COLUMN: Cultural development drives growth

Cultural development is a new area of focus for many municipalities due to a shift in the assumptions of what drives local economies.

Cultural development is a new area of focus for many Canadian municipalities due largely to a basic shift in the assumptions of what drives local economies.

The traditional growth model is for a municipality to try to attract industrial development with tax breaks or lax regulations.

Today, however, it’s acknowledged this approach leads to a race to the bottom and ultimately results in the deterioration of a community’s amenities and infrastructure.

Companies consider many factors when determining where to locate and usually they have to balance several criteria. Quality of life and quality of place — the unique characteristics that define a community and make it attractive — are often the deciding factor.

The correlation between economic growth and cultural development is well documented.

Recent retirees, young families, entrepreneurs, skilled knowledge workers, and creative people of all sorts want to live and work in a place that offers a full range of amenities and cultural assets.

They are attracted to a vibrant arts scene, a bustling downtown, public art, green space, and a respect for local heritage. This, in turn, is what attracts investment.

This is an important distinction: in a globalized, knowledge-based economy, it is business that follows people rather than people who follow business.

More new housing is currently being built in Summerland than at any time in the past five years. But all that new development will have little positive impact on the community if all those new homeowners choose to shop out of town, spend their leisure hours out of town, and send their kids to school out town.

A community thrives when its people are socially and physically active in the community, when they attend community events and volunteer their time for local causes, when they shop locally, and even start their own local businesses.

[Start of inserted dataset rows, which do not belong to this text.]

PR #2587, opened 2022-01-14
More work around next ghc-9.2.1 support

jneira:
* Updating the issue about i 've noted:
  * hls-class-hierarchy-plugin is being tested for ghc-9.2.1 but it is not included in the executable via flags, this includes it

https://github.com/haskell/haskell-language-server/blob/8804cbdf650e85ebb44adf39848d61454c26e8f5/.github/workflows/test.yml#L201-L203

https://github.com/haskell/haskell-language-server/blob/8804cbdf650e85ebb44adf39848d61454c26e8f5/cabal-ghc921.project#L54-L69

  * hls-module-name-plugin has a test suite but it not was being tested in ci :facepalm:, this includes even for ghc-9.2.1, if it does not work, will exclude from that version

### DIFF
--- a/cabal-ghc921.project
+++ b/cabal-ghc921.project
@@ -55,7 +55,6 @@ constraints:
     +ignore-plugins-ghc-bounds
     -alternateNumberFormat
     -brittany
-    -callhierarchy
     -class
     -eval
     -haddockComments
--- a/.github/workflows/test.yml
+++ b/.github/workflows/test.yml
@@ -210,6 +210,10 @@ jobs:
         name: Test hls-hlint-plugin test suite
         run: cabal test hls-hlint-plugin --test-options="$TEST_OPTS" || cabal test hls-hlint-plugin --test-options="$TEST_OPTS" || LSP_TEST_LOG_COLOR=0 LSP_TEST_LOG_MESSAGES=true LSP_TEST_LOG_STDERR=true cabal test hls-hlint-plugin --test-options="$TEST_OPTS"
 
+      - if: matrix.test
+        name: Test hls-module-name-plugin test suite
+        run: cabal test hls-module-name-plugin --test-options="$TEST_OPTS" || cabal test hls-module-name-plugin --test-options="$TEST_OPTS" || LSP_TEST_LOG_COLOR=0 LSP_TEST_LOG_MESSAGES=true LSP_TEST_LOG_STDERR=true cabal test hls-module-name-plugin --test-options="$TEST_OPTS"
+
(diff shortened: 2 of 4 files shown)


cabal-ghc921.project
```diff
@@ -55,12 +55,10 @@ constraints:
     +ignore-plugins-ghc-bounds
```
michaelpj, line 55: Shouldn't we be able to go back to just turning this flag off and letting cabal pick the ones which say they can be included based on the ghc bounds in the cabal files?

jneira: I am afraid we can't, the ghc "bounds" are not a dependency on ghc in `build-depends` but a specific cabal syntax for conditionals using the current ghc, the condition sets the flag and then comes the solver phase.
For example it is possible to have conditions on ghc version without depending at all on ghc as a library

jneira: Maybe we could replace flags with ghc bounds in `build-depends` (maybe you were thinking on that?) but not all plugins depend on ghc directly but through ghcide and that dependency would be "artificial". I would say plugins should depend less directly on ghc (via hie-compat)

Summerland needs more community-minded residents and to get them we need to invest in local culture.

In April 2015, Council appointed a task force of a dozen community members and two council representatives to develop a Cultural Plan that understood the values and perspectives of the community.

Through an intensive year-long public consultation process that garnered more than 2,300 comments, people told us they valued Summerland’s quality of life, the community’s character, its agricultural base, local arts, and local history and heritage.

From these commonly held values, the task force developed a Cultural Plan with five strategic directions:

o Reflect Summerland’s cultural values in municipal decisions and projects

o Establish an administrative framework to support the arts, heritage and culture

o Enhance public spaces and cultural places

o Build on community strengths and assets

o Connect the community

Council adopted the Plan on Sept. 12. It will now be incorporated into the municipality’s Official Community Plan (OCP) to provide it the same status as other municipal plans used for informing policy and planning decisions.

Our first-ever official Cultural Plan will guide local cultural development well into the future, helping to make Summerland a more economically robust and vibrant community.

Doug Holmes is a Summerland councillor. The views expressed by the author are his alone and do not necessarily reflect council policy.